Facebook running test for highlighted posts - rebelnz
http://www.stuff.co.nz/technology/digital-living/6904136/Facebook-running-test-for-highlighted-posts

======
malandrew
Whoa... This is interesting and very Badoo-like. I am surprised that Facebook
has stooped this low to monetize its userbase. Again, they are focusing on the
interests of the nodes instead of the benefit of the edges (relationship).

This is an inherently anti-social feature because it allows asymmetry in the
relationship. People want to see what is most relevant to them, not what their
friends want to broadcast.

------
jseims
I'm really interested to see how this plays out.

There's currently no way to modulate your volume in social media posts.

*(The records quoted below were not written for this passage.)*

PR #78, opened 2020-10-22
filter results counter

daniel112:
**Ticket**: [issue_id](https://jira.simpleviewtools.com/browse/ZEN-375)

`[semver]: minor`

## Context

* Filter Modal specs has changed since we last sized them
* it should also include a 'results' counter (see attached image)
* it should be styled with the same style as the Group Booking Modal - "Places Remaining" counter

## Goal

* add a 'results' counter in the location as seen in the attached image
* styling should be the same as the counter on group booking modal
* Filtering logic should execute before 'APPLY' is pressed because we need to be able to get the count
* get the count number by filtering on the sessions item state
* if results is 0. the 'APPLY' button should be disabled

## Updates

- `src/components/modals/filter.js`
   * updated apply button to be disabled when results == 0
   * updated the classname of the TopSection to be the correct ones
   * added results counter to the top section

So
"here's a cute photo of my cat" ranks the same as "I really need some help on
this". FaceBook amplifies signals that friends like, but this feature allows
the poster to amplify as well.

But it uses money, and it's weird to mix money and friend relationships, so...
I'm really interested to see how this plays out.

------
scelerat
When I want to get a message out to friends that rises above the din of day to
day chatter, I send an email. Or write a letter and drop it in the mail. Or
make a phone call.

I will be surprised if this feature does anything but lower people's friends
counts, as they quickly learn which groups they joined or people they friended
are merely funded opportunists.

------
cstavish
1\. Facebook would probably need to somehow indicate that a post has been
"highlighted", lest they lose legitimacy and breed distrust.

2\. Users probably wouldn't want their friends to know they paid to highlight
a post.

I'm not sure how those forces can be reconciled, unless people generally don't
care about one [logical OR] the other.

------
waterlesscloud
The people who are willing to pay for this are not going to be the people
whose posts you actually want to see.

------
SCdF
I have to admit I'm a little confused. Is this so that a company you follow
can pay for their message to be highlighted, or is it so my friend who
_really_ wants me to know what he had for breakfast can pay for the privilege?

------
adgar
I'm curious what the overlap between the following two sets is:

1\. Speech for which I am willing to pay to share/announce

2\. Speech for which I think Facebook is most appropriate venue

I suspect that overlap is quite small.